Sprinter Jones will take a leap of faith in Sydney

Marion Jones, who runs faster than any woman in the world, has a problem: She has positioned herself for big-time failure.

What she has done is set her sights and her legs on winning an astounding five gold medals in the Sydney Olympics - her first Olympics - starting in four months.

If she does, she will be bedecked in the most gold ever won in a single Olympics by an American woman, surpassing the four swimmer Amy Van Dyken won in 1996 in Atlanta. Additionally, Ms. Jones would end up second in history to East German swimmer Kristin Otto, who won six in 1988.

In view of the "focus on five," about which she endlessly discourses, she now admits it might have been better not to blab so much so soon. Loose lips can sink ships.

To begin with, running track is such a fragile sport. A misbehaved leg muscle that decides to pull instead of push at an inopportune moment can ruin years of preparation. But at this juncture, Jones is a firm choice to win both the 100 and 200 meters and seemingly a lock to be a participant on two relay teams - the 4x100 and 4x400 - that look to be golden opportunities.

So four golds is a legitimate prospect, not the stuff of fantasy. But that's one short in Jones's gold rush.

Her fifth event is the long jump, and it has been bedeviling her something awful. Recently in Japan, she tried to jump but it was an adventure in the wilderness. After her dismal results, she says she thought to herself, "Well, back to the drawing board." Truth is, it's mighty late on the competitive calendar to be taking remedial trips to the drawing board.

"I'm still optimistic," she insisted cheerfully here earlier this week at a gathering of Olympic officials, top athletes, media, and sponsors. But she may also be whistling past the cemetery.

Her troubles, she says, involve getting down the runway in some sort of reliable rhythm. At the moment, the beat is all wrong. Among her difficulties: She finds herself thinking about a chaotic mixture of things prior to her jump - speed, head up, chest out, good extension, height, feet up. Pondering all these things is resulting in not much. "It's frustrating," she concedes.

Of course it is. Here is an elite, world-class athlete, gifted in ways most can only imagine, who is struggling while the world watches.

But the far bigger point: Hooray for Jones.

What she has done is bravely put herself and her talent on the line. She has created drama. She's starring in a soap opera that could transfix the world come September. Will she continue backsliding in the long jump? (One unimpressed writer suggests her "technique would shame a sand crab.") Or will she get it together and soar?
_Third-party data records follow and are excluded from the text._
PR #108, opened 2022-11-03
Allow to calculate hashes on parts of files

pevogam:
This is especially useful for large files where calculating the hash can take long and even time out.

### DIFF
--- a/aexpect/ops.py
+++ b/aexpect/ops.py
@@ -424,13 +424,15 @@ def grep(session, expr, path, check=False, flags="-a"):
 ###############################################################################
 
 
-def hash_file(session, filename, method='md5'):
+def hash_file(session, filename, size="", method="md5"):
     """
     Calculate hash of given file from a session.
 
     :param session: session to run the command on
     :type session: ShellSession
     :param str filename: full path of file that should be hashed
+    :param str size: calculate hash from initial data chunk of some size,
+                     e.g. 1M, 1G, etc.
     :param str method: method for hashing
     :returns: hash of file, a hex number
     :rtype: str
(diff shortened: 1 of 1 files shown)


aexpect/ops.py
```diff
@@ -424,23 +424,29 @@ def grep(session, expr, path, check=False, flags="-a"):
 ###############################################################################
 
 
-def hash_file(session, filename, method='md5'):
+def hash_file(session, filename, method="md5", first_chunk=""):
```
ldoktor, line 427: Naming is always hard and I am not against "first_chunk" but what would you say about `size` argument instead?

pevogam: Sounds great and even more compatible with the `avocado.utils.crypto` API (`def hash_file(filename, size=None, algorithm="md5")` but do you mind if I also add size as a second argument to achieve full compliance? I know it is not advised to change the order of previously defined arguments but considering this is in early stages of usages perhaps I could still take the jump?

ldoktor: Sure, I do consider this module in alpha stage, still hammering out the APIs. Thanks for spotting this out and feel free to adopt the API from the `avocado.utils.crypto` module.

aexpect/ops.py
```diff
@@ -424,23 +424,29 @@ def grep(session, expr, path, check=False, flags="-a"):
...
+                     e.g. 1M, 1G, etc.
     :param str method: method for hashing
     :returns: hash of file, a hex number
     :rtype: str
     :raises: :py:class:`RuntimeError` if hash command failed (e.g. file not
              found) or resulting output does not have expected format
     """
     cmd = f"{method}sum"
+    if size:
+        cmd = f"head -c {size} {quote(filename)} | md5sum"
```
ldoktor, line 444: you should use `{cmd}` instead of the `md5sum`

pevogam: Hehe, silly me. Thanks for the nice catch!

ldoktor (approved):
Thank you, looks good.

PR #110, opened 2022-11-28
Codeql

ldoktor:
Enable LGTM directly on GH and fix the issues we want to address.

closes: #109

### DIFF
--- a/aexpect/client.py
+++ b/aexpect/client.py
@@ -200,12 +200,15 @@ class Spawn:
                 pass
 
         # Open the reading pipes
-        try:
-            assert is_file_locked(self.lock_server_running_filename)
-            for reader, filename in self.reader_filenames.items():
-                self.reader_fds[reader] = os.open(filename, os.O_RDONLY)
-        except (AssertionError, OSError):
-            pass
+        if is_file_locked(self.lock_server_running_filename):
+            try:
+                for reader, filename in self.reader_filenames.items():
+                    self.reader_fds[reader] = os.open(filename, os.O_RDONLY)
+            except OSError:
+                LOG.warning("Failed to open reader '%s'", filename)
+        else:
+            LOG.warning("Not opening readers, lock_server_running "
+                        "not locked")
 
         # Allow the server to continue
         unlock_fd(lock_client_starting)
@@ -275,6 +278,7 @@ class Spawn:
             try:
                 os.close(fd_reader)
             except OSError:
+                # It was probably already closed
                 pass
 
     def _close_aexpect_helper(self):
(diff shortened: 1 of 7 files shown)


aexpect/client.py
```diff
@@ -415,7 +416,7 @@
             os.write(proc_input_pipe, cont.encode(self.encoding))
             os.close(proc_input_pipe)
         except OSError:
-            pass
+            LOG.warning("Failed to send '%s'", cont)
```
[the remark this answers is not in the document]
lmr: Interesting warning. I don't think it's too important right now but we might want to write a scrubber of strings such as passwords so that they are not logged.

lmr (approved):
Good fixes @ldoktor, they LGTM!

aexpect/client.py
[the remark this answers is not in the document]
ldoktor: Given the purpose of this tool it's IMO important to log the plaintext password.

ldoktor:
Thank you, Lucas, for review, I added extra commit to treat null/empty output_params, which was polluting my logs.

aexpect/client.py
```diff
@@ -205,7 +205,7 @@ def __init__(self, command=None, a_id=None, auto_close=False, echo=False,
             for reader, filename in self.reader_filenames.items():
                 self.reader_fds[reader] = os.open(filename, os.O_RDONLY)
         except (AssertionError, OSError):
-            pass
+            LOG.warning("Failed to open reader '%s'", filename)
```
clebergnu, line 208: AFAICT this warning message would be appropriate for lines 205-206, but not for 204.  If that's the case, I'd suggest coming up with either a generic message or two different expect blocks that can give a more precise warning (preferred).

scripts/aexpect_helper
```diff
@@ -130,7 +130,6 @@ def main():     # too-many-* pylint:disable=R0914,R0912,R0915
 
             # Read from child and write to files/pipes
             server_log.info('Entering main read loop')
-            status = 1  # lgtm [py/multiple-definition]
```
clebergnu, line 133: OK, so line 183 will only be reached when a valid `status` is set on line 172. LGTM.

clebergnu (commented):
Hi @ldoktor , great work here!  I've left a comment/question about the warning messages.  Other than that, it LGTM.

aexpect/client.py
ldoktor: good catch

ldoktor:
Changes:

Split the lock/open warning messages

clebergnu (approved):
LGTM, thanks!

PR #152, opened 2016-08-05
Fix segmentation fault in usbasp led driver

penfold42:
The usbasp device driver had data type errors in the log calls causing it to segfault with logging enabled.

nope


redPanther:
thx, hope we don't have no more of this stupid bugs ...

PR #155, opened 2016-08-06
Travis osx support

WoLpH:
**1.** Changes

 - Improved build scripts for Travis
 - Fixed small coding error for non-linux platforms

Note that it doesn't fully work yet. The spidev issue is fixed but now it's stalling at v4l. Should I try modifying the cmake files to automatically skip v4l support when it's not available?


redPanther:
v4l shouldn't be compiled ... only dummy in hyperiond. v4l = video for linux ... and it's only for linux as name said ...

In cmakelists for osx: SET ( DEFAULT_V4l2 OFF ) so this should be disabled. can you describe the problem a bit more?

redPanther:
ok I see the problem, some cmake issue .. will look into it later. v4l shouldn't be compiled on osx

WoLpH:
Ok, I've found the problem. Apparently the CMakeLists.txt said V4l2 instead of V4L2 (note the case)

redPanther:
... I updated my message and in the moment I press update you wrote ;-)

WoLpH:
Haha :)

Well, the next problem is the compilation of the main hyperiond source. Another non-linux issue. prctl.h is only available on linux as well

redPanther:
good that we will see such things in future much faster ... did you have a clue how to solve?

WoLpH:
I'm looking into a solution. I don't think there's a cross-platform solution available so I'll have to resort to a few macros I guess. Although Qt might have something. I'm investigating :)

redPanther:
ifdef __APPLE__ is ok, we aren’t so strict in coding rules

WoLpH:
Several solutions... none ideal. Do you have any preference?
http://stackoverflow.com/questions/284325/how-to-make-child-process-die-after-parent-exits

redPanther:
number 9. I know kqueue from freebsd coding ... this should be the cleanest way. The pipe thingy looks interessting, but a bit more than a hack ;-)

penfold42:
What's the zeroconf problem ?

penfold42:
The code came from https://doc.qt.io/archives/qq/qq23-bonjour.html

And has this on the page;

Aside from the changes to the code above, we also need to link to the Bonjour library on platforms other than Mac OS X. This can be done by adding the following line to the profile.

!mac:LIBS += -ldns_sd

redPanther:
great! big thx!!!!
and compiler warnings showed a bug:
https://travis-ci.org/hyperion-project/hyperion.ng/jobs/150435004#L737
I'll fix it in my next commit. :-)

WoLpH:
Awesome! Great to have it all fixed and merged :)

brindosch:
What a monkey work hehe. Thank you for fixing!

PR #157, opened 2016-08-07
Clone single led color from other led

### LINKED ISSUE #154: Json parser thinks "output" is mandatory
And most but not all led devices require it.

Usbasp doesn't care.

redPanther:
your led stripe longer than needed? some spare leds of same type laying around? Use it with the led cloning feature.
You can make that a led have always the same color as another led.

additional:
- make config json schema more suitable to config (e.g. define enum values for colorOrder)
- make led output not mandatory (fix #154)
- compile warning fixes (detected with clang on osx build)

how to setup:
in your leds array:
e.g. clone color of led with index 0 to leds with index 10 to 12
```
	"leds" :
	[
		{
			"index" : 0,
			"hscan" : { "minimum" : 0.5000, "maximum" : 0.5625 },
			"vscan" : { "minimum" : 0.9200, "maximum" : 1.0000 }
		},
		{
			... leds from index 1 till 9 ...
		},
		{
			"index" : 10,
			"clone" : 0
		},
		{
			"index" : 11,
			"clone" : 0
		},
		{
			"index" : 12,
			"clone" : 0
		},
```

#154


penfold42:
Cool - what does the effect engine see?
The full strip or just the shortened strip ?

redPanther:
good that you ask, I didn't think about. It sees the full stripe, but cloned leds are overwritten afterwards. If we define that clone leds always at the end of a stripe, then its easy to let the effects see the shortend version. If we allow cloned leds in between 'normal' leds, then we have a problem.
Any suggestion how to solve this in a good way?

penfold42:
I can't immediately think of a good way to do it. As long as we document it, I'm ok with it how it is.

I'll think some more overnight...

redPanther:
... now effect sees only the leds definitions without cloned leds. They will be added afterwards.

The performance impact when no clone leds configured is nearly zero. Not tested, but I guess, when lots of clone leds configured, then led cloning can have performance issues. But I don't now where the limit is. All depends on how fast an insert into a std::vector is.

PR #162, opened 2016-08-10
made sure v4l code only initializes when needed and only errors when …

WoLpH:
The code previously always tried to configure the v4l module regardless of whether it was enabled. Now the code remains completely dormant unless requested.

The added advantage is that you don't get a warning that v4l is not compiled unless you've actually tried to enable the module

### DIFF
--- a/src/hyperiond/hyperiond.cpp
+++ b/src/hyperiond/hyperiond.cpp
@@ -536,38 +536,42 @@ void HyperionDaemon::createGrabberOsx(const QJsonObject & grabberConfig)
 void HyperionDaemon::createGrabberV4L2()
 {
 	// construct and start the v4l2 grabber if the configuration is present
-#ifdef ENABLE_V4L2
 	if (_qconfig.contains("grabber-v4l2"))
 	{
 		const QJsonObject & grabberConfig = _qconfig["grabber-v4l2"].toObject();
-			_v4l2Grabber = new V4L2Wrapper(
-						grabberConfig["device"].toString("/dev/video0").toStdString(),
-						grabberConfig["input"].toInt(0),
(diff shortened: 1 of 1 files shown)


redPanther:
not accepted. when build with ENABLE_V4L2 then in every case v4l object has to be created, only starting should depend on enable flag. We need that for start/stop/configure v4l at runtime.
suggestion. leave code in ENABLE_V4L2 mostly as it was, pull out grabberConfig var and in `#else` branch add a && grabberConfig["enable"].toBool(true)

redPanther:
... or just like that:
```
#else
	const QJsonObject & grabberConfig = _qconfig["grabber-v4l2"].toObject();
	ErrorIf(_qconfig.contains("grabber-v4l2") && grabberConfig["enable"].toBool(true),
	        _log, "The v4l2 grabber can not be instantiated, because it has been left out from the build");
#endif
```
best would be if we can remove ifdefs ... ifdefs have lot of disadvantages, but in this case there are too helpful

WoLpH:
Hmm, that makes sense but I believe the previous code was incorrect in that case. Unless the configuration option was defined it wouldn't be instantiated.

Removing the ifdefs entirely would be impossible since the v4l2 includes are simply unavailable but we might be able to reduce it slightly further. I'll investigate :)

redPanther:
... just do the small solution I suggested.
The code was from time where v4l hadn't a enable flag and on linux systems we usually compile with v4l. That's why nobody had cared about that lines of code.

We can remove ifdefs if we have dynamic linking at runtime. (with dlopen) - or we have dummy libs when original libs are absent.
But this topic is part of another issue. This comes later ...

WoLpH:
Fair enough :)

Let's leave it for a later time. The notification was simply bugging me ;)

PR #163, opened 2016-08-10
display the currently selected color in color

WoLpH:
Just a small change for the webinterface. I thought it would be nice if the input field actually shows the selected color. To illustrate:

image


redPanther:
cool, thx!

Issue #148, opened 2016-08-03
Runtime error if color number is out of range (JSONConnection)


b1rdhous3:
Log:
```
[HYPERIOND JSONSERVER] <DEBUG> <JsonServer.cpp:64:closedConnection()> Connection closed
terminate called after throwing an instance of 'std::runtime_error'
  what():  unsigned integer out of signed int range
Aborted
```

Command:
`{"command":"color","priority":1,"color":[142333333333333,331,1],"duration":3}`

redPanther:
.. then put no big numbers in it ;-) 
we are in process to change our json parser. We will fix this issue in that process.

b1rdhous3:
But I am always curious what happens if I do ;)
Okay, sounds good.

brindosch:
Looks like no one before tried to feed Hyperion with "out of scope" values :)
No problem, it is good to catch and note everything. In best case now :)

redPanther:
I'm not happy with those plenty uncaught exceptions - thats another todo. But it can be more worse - we have exceptions in code parts where exceptions not allowed, e.g. in v4l grabber. I'm happy that we rework so much, but it feels everyday we find new stuff that can be made better ....

redPanther:
... for exactly that tests we need automated unittests, that check all corner cases of the code ...

>  , but it feels everyday we find new stuff that can be made better ....

PR #164, opened 2016-08-10
fix uncatched exception in json message handling

redPanther:
fix uncatched exception in json message handling

#148 

### DIFF
--- a/libsrc/jsonserver/JsonClientConnection.cpp
+++ b/libsrc/jsonserver/JsonClientConnection.cpp
@@ -216,55 +216,64 @@ void JsonClientConnection::handleMessage(const std::string &messageString)
 {
 	Json::Reader reader;
 	Json::Value message;
-	if (!reader.parse(messageString, message, false))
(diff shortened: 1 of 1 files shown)


redPanther:
@WoLpH please test

WoLpH:
The change looks good but I think it would be better to remove this block entirely: (https://github.com/hyperion-project/hyperion.ng/pull/164/files?w=1#diff-517591e3d8a9057c992935a4b65e68fbR222)
```
if (!reader.parse(messageString, message, false))
{
	sendErrorReply("Error while parsing json: " + reader.getFormattedErrorMessages());
	return;
}
```

The `checkJson` function does a `reader.parse` internally so it's a bit redundant now.

redPanther:
both blocks needed. first one is for the message, second one is for the schema file

WoLpH:
Ah, you're right. I didn't look thoroughly enough. In that case simply a 👍  from me :)

PR #167, opened 2016-08-10
Added some Travis caching

WoLpH:
It doesn't really do all that much but it does speed up Travis builds slightly by enabling ccache and the brew download cache for the OS X build.

It's still slow, but less so :)


redPanther:
thats cool thx!

PR #168, opened 2016-08-11
v4l grabber wont crash hyperiond anymore

redPanther:
v4l errors won't lead to crash hyperiond (exceptions are catched)
v4l auto device mode with better log messages
createV4l in hyperiond.cpp refactored, now v4l is always available as long as it is compiled in

to test the exception thing, start hyperiond with v4l, then pull usb plug of grabber, now v4l should be switched off. Currently it is not possible to reenable it via hyperion-remote/json. This will be possible in future ...

additional:
fix compile of dispmanx (bug was introduced with latest grabber rework)


brindosch:
This is great :)

PR #170, opened 2016-08-12
Initial WebUI design and structure with JSON sample function

b1rdhous3:

Initial WebUI design and structure with JSON sample function


brindosch:
That's hot!

b1rdhous3:
Your button has arrived! ;)

brindosch:
Wuhu :)
Thank you

redPanther:
thats great!!! While fixing the kodi beast, I checked out your branch, set the path in my config.json and it worked out of the box. I can set the color ... yeah.

BTW current remote control ui is only a place holder, If we/you want to replace that thingy ... I would love it.

brindosch:
I said he could move all examples to subfolders, they are helpful for now. (At least i think).
We could remove them later.

I like the already working translation :D

redPanther:
... yeah that's good.

b1rdhous3:
I will take the remote example to build something like that in the WebUI. I really like that color wheel

redPanther:
I like that one:
 http://mathias-biedert.de/wp-content/uploads/2015/11/webapp.png
https://github.com/poljvd/hyperion-webapp

I use it also on my phone and on my desktop.

b1rdhous3:
Do we really need the option to set the prio so slightly? 
I think it would be confusing to change it that way. It would end in hundreds of prios. 
Maybe a default value?

But all in all i like that

redPanther:
the prio thing is not needed. One value, set in config (the dashboard, not in the remote itself) and thats it ...

redPanther:
this color picker is used
https://github.com/mattfarina/farbtastic

brindosch:
Yes, 2014 and that way it looks like ;)
Aww you are right, clear all kills our background-effect. This is bad! This is the only way to get rid of prios you set "somewhere".

penfold42:
Maybe we need a Clearall-mine option ?

Now that we can track the source of the priorities could we clear all that are my source ?

redPanther:
If you have an app (web,phone), there you should set the prio in config. then we can use normal clear, to clear my channel. If the remote app let the user set multiple channels, then the app has to keep track of that.

we can switch "off" the leds by selecting the "off" source.

redPanther:
@b1rdhous3  should I merge, or should I wait for more commits.

b1rdhous3:
If you like to merge you can do it. 
I think this state is a good start for the webinterface.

Unbowed, Jones says, "I know I'm ready to jump far." Maybe, but she has no current empirical evidence to support her assertion.

Aspiring to perhaps unreachable goals is something few do. It's far easier to aim lower and succeed. The brilliant former Olympic wrestling champion, Dan Gable, says, "The easiest thing to do in the world is pull the covers up over your head and go back to sleep."

While having reach exceed grasp is a nice philosophical thought, it's painful and maddening when you are the one doing the reaching.

Jones, world 100-meter champ in both 1997 and 1999 and third in the long jump last year, is in the painful and maddening stage.

And it could be she'll focus so much on putting the long back into her jumping that she won't spend enough time keeping the speed in her sprinting. The irony would be if she won the long jump and failed in the races.

For now, Jones remains her typically sunny self. Thinking about the long jump, she says, "I feel in my heart that I'm going to do something great in that event."

Giving blood, sweat, and tears to any endeavor means anything short of total victory can result in a vicious emotional downer. When former Tennessee football star Johnny Majors, second in the Heisman Trophy voting for best football player in college, fumbled at a key moment and his team lost an important game, his mother consoled him: "Oh, Johnny, everybody burns the biscuits once in a while."

If Marion Jones burns the biscuits, is she a failure?